Floyd sued everyone who had an ownership or management interest in the team, or potentially knew about the doping. 

Tailwind Sports

Montgomery Sports

Capital Sports and Entertainment

Thomas Weisel

Johan Bruyneel

Bill Stapleton

Barton Knaggs

Ross Investments

John Does 2 - 50 (ie potentially the riders on the team, and other staff)

....and Lance Armstrong.

As one who was an alleged direct participant in the fraud that induced the USPS to sign and maintain the sponsorship arrangement, Lance could be found "jointly and severally" liable for the whole amount. It is alleged that Lance got a 12% ownership interest in Tailwind in 2004, so he was an owner as well a rider. The Court most likely will allocate liability among the various defendants if it finds that the False Claims Act was violated.

As an aside; I would love to meet the attorney who advised Floyd to file this suit. What a great piece of strategic lawyering - he or she saw that things were falling apart for him in the aftermath of his own scandal, and threw this in over the transom as a sort of Hail Mary pass.


----------



## CliffordK (Jun 6, 2014)

Why is the USPS claiming that they are heading for bankruptcy, and giving away $100 million to support a bicycle racing team? Anybody going out to send more mail because of the USPS supporting bicycling?

If it is advertising, then haven't they already reaped the benefit from the advertising, and now are asking for their ad money back? 
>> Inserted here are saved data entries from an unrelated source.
Issue #2565, opened 2021-06-01
Client support for receiving 1xx informational responses


seanmonstar:
This is to discuss adding support for accessing 1xx informational responses on the client side (see #2426 for server side). Currently, hyper parses all 1xx responses and ignores them, as RFC 7230 says it must at least be able to receive and ignore them.

The Client (and `client::conn`) interfaces return an `impl Future<Output = Result<Response>>`, which only allows awaiting it for a single response. We can't really add new methods to allow also awaiting for informational responses, unless we stuck to always return a specialized type that is both a `Future` and has extra methods. However, _using_ those together wouldn't be that clear to a user. You can't be sure if or how many informational responses would be received before the full response, so you would want to await "both" types.

Instead, we can use a callback format. We could define a type (`hyper::client::ext::Informational`? `On1xx`? names...), and the user would store that in the request extensions. We'd then check for that in the h1 proto code and if it exists, call the callback with the 1xx headers.

nox:
I much prefer the idea of adding methods on `ResponseFuture`, hooks make bookkeeping harder for the caller, and I don't think it is more confusing to have both those methods and the `Future` impl than say, using `poll_data` and `poll_trailers` on `HttpBody`.

bagder:
In the curl project, there's right now 105 test cases disabled when built with hyper. 46 of them use 100-continue in one way or another and we really need to know when we get 1xx responses (or not) to make curl+hyper behave like the built-in HTTP code does. It could allow us to make significant progress in my task to make curl+hyper match the built-in HTTP code.

seanmonstar:
Right-o, I got distracted with other work. I'll do some thinking and work on this in the next few days.

seanmonstar:
I've spent some time researching options (prior art of APIs), and considering the existing code, and I think I've settled on staged approach. I agree with you, @nox, we _can_ add a method to `ResponseFuture` on the Rust side, and make it work right. However, it'd be less easy to access in the exposed C API, and will take more time to get right. So:

1. First, add support for a callback extension, which will be exposed in the C API. This is the least complicated to do on hyper's side, so we can do it quickly. Importantly, though, most of it can be reused or only slightly altered to support the next steps.
[...]

PR #3472, opened 2023-12-11
feat(client): support Expect: 100-continue

iasoon:
This patch modifies hyper clients to respect the `Expect: 100-Continue` header.
When the header is present on a request, the client will not send the request body
until the `100 Continue` informational response is received from the server.
Related issue: #2565

The implementation follows the existing `on_informational` callback mechanism,
threading the connection state through to the reponse header parsing.

This seems like the most straightforward modification to get `Expect: 100-Continue`
support, but happy to discuss alternatives.

### DIFF
--- a/src/proto/h1/conn.rs
+++ b/src/proto/h1/conn.rs
@@ -75,6 +75,8 @@ where
                 // We assume a modern world where the remote speaks HTTP/1.1.
                 // If they tell us otherwise, we'll downgrade in `read_head`.
                 version: Version::HTTP_11,
+                #[cfg(feature = "client")]
+                awaiting_100_continue: false,
             },
             _marker: PhantomData,
         }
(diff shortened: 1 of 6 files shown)


seanmonstar:
Thanks for the PR and taking this on!

One thing I was wondering about is how would someone choose to wait only a certain amount of time for the server to respond? We _could_ add another timeout into the connection state, but if it's not super hard to do outside, I think that's preferable.

A different way of doing this would be to make the `Body` be responsible for pausing, and thus it could hold onto a timeout there. Perhaps an extension callback would allow a user to signal a oneshot channel that the 100 response was received.

I'm not sure which is best, at the moment.

rfairfax:
FWIW - I hit this bug recently as well and was just about to file something.  Thanks @iasoon for proposing a fix.  I work on some storage services where this feature is key to avoiding sending large amounts of data that would otherwise be rejected anyway so this is super high value to my users and my service's scalability.  I'm glad to test patches if it helps validate things.

> A different way of doing this would be to make the `Body` be responsible for pausing

I actually started going down this route as it seemed like a way to avoid requiring patching hyper but ended up having to give up as there was no good way to signal the continue came through.  However, after thinking about what this would look like my 2c is that the connection is the right place to do this as it's part of the protocol and not a property of the body.  If you wire up the continue logic in the body's poll method, for example, then failure to choose the right body implementation that can pause results in not speaking the protocol correctly which seems error prone.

I have no doubt that several Armstrong teammates also were aware of his doping, so one might consider it to be a whole team problem, but it is odd to come after a single individual. How much was Armstrong personally paid of USPS money? I saw online that his net worth is estimated at about $125 Million, so he apparently has the funds to cover the lawsuit, but is all that money from the USPS, or from other donors and sources too?


----------



## burgrat (Nov 18, 2005)

CliffordK said:


> Why is the USPS claiming that they are heading for bankruptcy, and giving away $100 million to support a bicycle racing team? Anybody going out to send more mail because of the USPS supporting bicycling?
> 
> If it is advertising, then haven't they already reaped the benefit from the advertising, and now are asking for their ad money back?
> 
> I have no doubt that several Armstrong teammates also were aware of his doping, so one might consider it to be a whole team problem, but it is odd to come after a single individual. How much was Armstrong personally paid of USPS money? I saw online that his net worth is estimated at about $125 Million, so he apparently has the funds to cover the lawsuit, but is all that money from the USPS, or from other donors and sources too?


I don't think the USPS gave $100 million to the team, I believe the amount is in the mid 30's but the penalty could be up to 3x's the amount of the the fraud, therefore ~$100m.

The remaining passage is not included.